**Exercise details:**
Print nothing but the lines below starting at the line that holds "PR #2134, opened 2020-03-09" and ending at the line that holds "This maps game", including both, each exactly as written.

(Provided data begins)

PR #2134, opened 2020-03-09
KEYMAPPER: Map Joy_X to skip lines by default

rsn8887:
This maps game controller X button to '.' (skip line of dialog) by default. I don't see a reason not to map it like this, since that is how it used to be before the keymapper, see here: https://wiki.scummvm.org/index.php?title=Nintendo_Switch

(Provided data ends)
(Provided data begins)

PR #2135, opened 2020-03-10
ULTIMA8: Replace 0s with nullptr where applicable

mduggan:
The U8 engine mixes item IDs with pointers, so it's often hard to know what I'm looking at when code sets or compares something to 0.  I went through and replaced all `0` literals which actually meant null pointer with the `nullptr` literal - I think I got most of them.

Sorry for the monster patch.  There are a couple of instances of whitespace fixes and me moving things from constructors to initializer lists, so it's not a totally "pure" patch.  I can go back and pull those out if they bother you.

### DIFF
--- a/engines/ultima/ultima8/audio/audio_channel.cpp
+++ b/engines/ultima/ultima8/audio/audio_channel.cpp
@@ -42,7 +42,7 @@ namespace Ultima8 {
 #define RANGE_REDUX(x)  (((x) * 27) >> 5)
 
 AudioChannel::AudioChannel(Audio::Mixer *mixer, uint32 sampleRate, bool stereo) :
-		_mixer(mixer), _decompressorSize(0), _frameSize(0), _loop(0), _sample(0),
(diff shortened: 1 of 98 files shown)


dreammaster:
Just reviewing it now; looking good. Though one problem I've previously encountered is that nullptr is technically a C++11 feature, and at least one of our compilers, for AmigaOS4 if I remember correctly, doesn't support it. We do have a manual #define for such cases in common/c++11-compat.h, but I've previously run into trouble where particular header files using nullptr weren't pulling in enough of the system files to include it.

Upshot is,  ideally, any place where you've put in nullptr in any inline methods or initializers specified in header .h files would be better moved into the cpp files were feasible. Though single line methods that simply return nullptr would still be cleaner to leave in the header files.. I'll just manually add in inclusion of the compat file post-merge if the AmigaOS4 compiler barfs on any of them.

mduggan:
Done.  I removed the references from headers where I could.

(Provided data ends)

**Result:**
PR #2134, opened 2020-03-09
KEYMAPPER: Map Joy_X to skip lines by default

rsn8887:
This maps game controller X button to '.' (skip line of dialog) by default. I don't see a reason not to map it like this, since that is how it used to be before the keymapper, see here: https://wiki.scummvm.org/index.php?title=Nintendo_Switch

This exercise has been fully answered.